_THE PROBLEM:_
Set down each record exactly as written.

_RECORDED DATA:_

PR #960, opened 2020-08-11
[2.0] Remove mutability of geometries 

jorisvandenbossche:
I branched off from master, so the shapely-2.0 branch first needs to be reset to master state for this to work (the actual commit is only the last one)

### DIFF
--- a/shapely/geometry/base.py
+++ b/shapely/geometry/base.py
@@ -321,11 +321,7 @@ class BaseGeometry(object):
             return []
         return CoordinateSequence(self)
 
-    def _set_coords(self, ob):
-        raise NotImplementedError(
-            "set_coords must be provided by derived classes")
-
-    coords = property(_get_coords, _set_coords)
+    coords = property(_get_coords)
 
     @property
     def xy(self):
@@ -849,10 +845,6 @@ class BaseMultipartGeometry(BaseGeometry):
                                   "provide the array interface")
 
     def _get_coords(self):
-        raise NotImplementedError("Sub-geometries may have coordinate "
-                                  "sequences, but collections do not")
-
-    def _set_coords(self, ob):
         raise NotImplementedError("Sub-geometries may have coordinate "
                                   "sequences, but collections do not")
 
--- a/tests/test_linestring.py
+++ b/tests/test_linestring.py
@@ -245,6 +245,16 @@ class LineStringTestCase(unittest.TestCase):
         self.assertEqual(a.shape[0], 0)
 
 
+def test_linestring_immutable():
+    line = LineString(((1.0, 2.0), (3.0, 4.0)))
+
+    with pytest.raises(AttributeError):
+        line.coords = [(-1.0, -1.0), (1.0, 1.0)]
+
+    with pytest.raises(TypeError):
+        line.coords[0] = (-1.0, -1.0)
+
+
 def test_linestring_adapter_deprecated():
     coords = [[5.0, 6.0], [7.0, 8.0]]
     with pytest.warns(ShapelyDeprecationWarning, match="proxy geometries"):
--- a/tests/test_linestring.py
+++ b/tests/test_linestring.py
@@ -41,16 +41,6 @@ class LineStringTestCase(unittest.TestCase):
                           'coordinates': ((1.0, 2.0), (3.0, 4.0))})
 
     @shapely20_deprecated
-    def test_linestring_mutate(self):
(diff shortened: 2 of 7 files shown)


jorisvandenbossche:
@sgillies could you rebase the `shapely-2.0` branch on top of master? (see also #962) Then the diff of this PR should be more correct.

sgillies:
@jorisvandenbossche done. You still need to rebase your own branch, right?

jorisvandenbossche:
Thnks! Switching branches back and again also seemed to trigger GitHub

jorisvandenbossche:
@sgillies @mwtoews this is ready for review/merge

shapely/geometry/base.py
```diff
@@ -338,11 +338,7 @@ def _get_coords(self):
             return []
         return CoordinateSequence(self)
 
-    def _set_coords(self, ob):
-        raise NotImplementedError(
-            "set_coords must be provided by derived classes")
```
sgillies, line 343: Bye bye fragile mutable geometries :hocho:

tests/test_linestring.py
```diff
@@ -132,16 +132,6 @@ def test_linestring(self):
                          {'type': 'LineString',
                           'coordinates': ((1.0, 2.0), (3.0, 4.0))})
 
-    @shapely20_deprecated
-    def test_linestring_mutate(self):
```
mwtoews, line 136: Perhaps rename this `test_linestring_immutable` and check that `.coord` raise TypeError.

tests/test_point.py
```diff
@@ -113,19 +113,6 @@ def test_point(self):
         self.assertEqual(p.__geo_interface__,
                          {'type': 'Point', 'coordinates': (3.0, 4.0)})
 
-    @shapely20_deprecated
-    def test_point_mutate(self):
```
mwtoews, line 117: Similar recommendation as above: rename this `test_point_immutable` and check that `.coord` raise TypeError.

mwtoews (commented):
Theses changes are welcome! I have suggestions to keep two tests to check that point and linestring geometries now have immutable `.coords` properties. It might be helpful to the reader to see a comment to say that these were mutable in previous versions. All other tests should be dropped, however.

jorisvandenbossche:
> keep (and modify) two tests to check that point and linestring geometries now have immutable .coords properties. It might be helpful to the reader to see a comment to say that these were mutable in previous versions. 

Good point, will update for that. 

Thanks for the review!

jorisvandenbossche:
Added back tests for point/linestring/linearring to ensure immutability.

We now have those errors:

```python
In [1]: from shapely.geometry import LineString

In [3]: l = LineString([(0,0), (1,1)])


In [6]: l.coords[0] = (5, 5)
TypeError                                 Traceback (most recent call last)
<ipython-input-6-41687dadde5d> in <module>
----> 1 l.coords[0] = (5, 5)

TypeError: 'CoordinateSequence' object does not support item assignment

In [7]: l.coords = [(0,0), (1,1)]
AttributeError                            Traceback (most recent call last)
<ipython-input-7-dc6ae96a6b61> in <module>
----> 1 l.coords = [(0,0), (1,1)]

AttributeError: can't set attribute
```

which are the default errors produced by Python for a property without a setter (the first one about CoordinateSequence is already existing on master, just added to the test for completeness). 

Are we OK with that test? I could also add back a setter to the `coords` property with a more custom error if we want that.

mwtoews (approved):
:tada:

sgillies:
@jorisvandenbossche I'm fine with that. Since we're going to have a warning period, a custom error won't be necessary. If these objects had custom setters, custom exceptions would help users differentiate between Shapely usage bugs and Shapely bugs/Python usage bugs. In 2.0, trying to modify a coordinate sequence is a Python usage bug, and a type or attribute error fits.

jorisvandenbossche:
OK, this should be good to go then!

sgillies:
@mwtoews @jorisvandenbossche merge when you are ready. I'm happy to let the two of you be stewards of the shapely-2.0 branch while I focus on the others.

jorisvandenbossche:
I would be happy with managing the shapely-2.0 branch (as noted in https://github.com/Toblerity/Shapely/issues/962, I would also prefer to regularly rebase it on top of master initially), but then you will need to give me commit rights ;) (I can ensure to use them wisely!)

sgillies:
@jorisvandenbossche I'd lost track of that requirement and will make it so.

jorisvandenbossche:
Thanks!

_ANSWER BOX:_
PR #960, opened 2020-08-11
[2.0] Remove mutability of geometries 

jorisvandenbossche:
I branched off from master, so the shapely-2.0 branch first needs to be reset to master state for this to work (the actual commit is only the last one)

### DIFF
--- a/shapely/geometry/base.py
+++ b/shapely/geometry/base.py
@@ -321,11 +321,7 @@ class BaseGeometry(object):
             return []
         return CoordinateSequence(self)
 
-    def _set_coords(self, ob):
-        raise NotImplementedError(
-            "set_coords must be provided by derived classes")
-
-    coords = property(_get_coords, _set_coords)
+    coords = property(_get_coords)
 
     @property
     def xy(self):
@@ -849,10 +845,6 @@ class BaseMultipartGeometry(BaseGeometry):
                                   "provide the array interface")
 
     def _get_coords(self):
-        raise NotImplementedError("Sub-geometries may have coordinate "
-                                  "sequences, but collections do not")
-
-    def _set_coords(self, ob):
         raise NotImplementedError("Sub-geometries may have coordinate "
                                   "sequences, but collections do not")
 
--- a/tests/test_linestring.py
+++ b/tests/test_linestring.py
@@ -245,6 +245,16 @@ class LineStringTestCase(unittest.TestCase):
         self.assertEqual(a.shape[0], 0)
 
 
+def test_linestring_immutable():
+    line = LineString(((1.0, 2.0), (3.0, 4.0)))
+
+    with pytest.raises(AttributeError):
+        line.coords = [(-1.0, -1.0), (1.0, 1.0)]
+
+    with pytest.raises(TypeError):
+        line.coords[0] = (-1.0, -1.0)
+
+
 def test_linestring_adapter_deprecated():
     coords = [[5.0, 6.0], [7.0, 8.0]]
     with pytest.warns(ShapelyDeprecationWarning, match="proxy geometries"):
--- a/tests/test_linestring.py
+++ b/tests/test_linestring.py
@@ -41,16 +41,6 @@ class LineStringTestCase(unittest.TestCase):
                           'coordinates': ((1.0, 2.0), (3.0, 4.0))})
 
     @shapely20_deprecated
-    def test_linestring_mutate(self):
(diff shortened: 2 of 7 files shown)


jorisvandenbossche:
@sgillies could you rebase the `shapely-2.0` branch on top of master? (see also #962) Then the diff of this PR should be more correct.

sgillies:
@jorisvandenbossche done. You still need to rebase your own branch, right?

jorisvandenbossche:
Thnks! Switching branches back and again also seemed to trigger GitHub

jorisvandenbossche:
@sgillies @mwtoews this is ready for review/merge

shapely/geometry/base.py
```diff
@@ -338,11 +338,7 @@ def _get_coords(self):
             return []
         return CoordinateSequence(self)
 
-    def _set_coords(self, ob):
-        raise NotImplementedError(
-            "set_coords must be provided by derived classes")
```
sgillies, line 343: Bye bye fragile mutable geometries :hocho:

tests/test_linestring.py
```diff
@@ -132,16 +132,6 @@ def test_linestring(self):
                          {'type': 'LineString',
                           'coordinates': ((1.0, 2.0), (3.0, 4.0))})
 
-    @shapely20_deprecated
-    def test_linestring_mutate(self):
```
mwtoews, line 136: Perhaps rename this `test_linestring_immutable` and check that `.coord` raise TypeError.

tests/test_point.py
```diff
@@ -113,19 +113,6 @@ def test_point(self):
         self.assertEqual(p.__geo_interface__,
                          {'type': 'Point', 'coordinates': (3.0, 4.0)})
 
-    @shapely20_deprecated
-    def test_point_mutate(self):
```
mwtoews, line 117: Similar recommendation as above: rename this `test_point_immutable` and check that `.coord` raise TypeError.

mwtoews (commented):
Theses changes are welcome! I have suggestions to keep two tests to check that point and linestring geometries now have immutable `.coords` properties. It might be helpful to the reader to see a comment to say that these were mutable in previous versions. All other tests should be dropped, however.

jorisvandenbossche:
> keep (and modify) two tests to check that point and linestring geometries now have immutable .coords properties. It might be helpful to the reader to see a comment to say that these were mutable in previous versions. 

Good point, will update for that. 

Thanks for the review!

jorisvandenbossche:
Added back tests for point/linestring/linearring to ensure immutability.

We now have those errors:

```python
In [1]: from shapely.geometry import LineString

In [3]: l = LineString([(0,0), (1,1)])


In [6]: l.coords[0] = (5, 5)
TypeError                                 Traceback (most recent call last)
<ipython-input-6-41687dadde5d> in <module>
----> 1 l.coords[0] = (5, 5)

TypeError: 'CoordinateSequence' object does not support item assignment

In [7]: l.coords = [(0,0), (1,1)]
AttributeError                            Traceback (most recent call last)
<ipython-input-7-dc6ae96a6b61> in <module>
----> 1 l.coords = [(0,0), (1,1)]

AttributeError: can't set attribute
```

which are the default errors produced by Python for a property without a setter (the first one about CoordinateSequence is already existing on master, just added to the test for completeness). 

Are we OK with that test? I could also add back a setter to the `coords` property with a more custom error if we want that.

mwtoews (approved):
:tada:

sgillies:
@jorisvandenbossche I'm fine with that. Since we're going to have a warning period, a custom error won't be necessary. If these objects had custom setters, custom exceptions would help users differentiate between Shapely usage bugs and Shapely bugs/Python usage bugs. In 2.0, trying to modify a coordinate sequence is a Python usage bug, and a type or attribute error fits.

jorisvandenbossche:
OK, this should be good to go then!

sgillies:
@mwtoews @jorisvandenbossche merge when you are ready. I'm happy to let the two of you be stewards of the shapely-2.0 branch while I focus on the others.

jorisvandenbossche:
I would be happy with managing the shapely-2.0 branch (as noted in https://github.com/Toblerity/Shapely/issues/962, I would also prefer to regularly rebase it on top of master initially), but then you will need to give me commit rights ;) (I can ensure to use them wisely!)

sgillies:
@jorisvandenbossche I'd lost track of that requirement and will make it so.

jorisvandenbossche:
Thanks!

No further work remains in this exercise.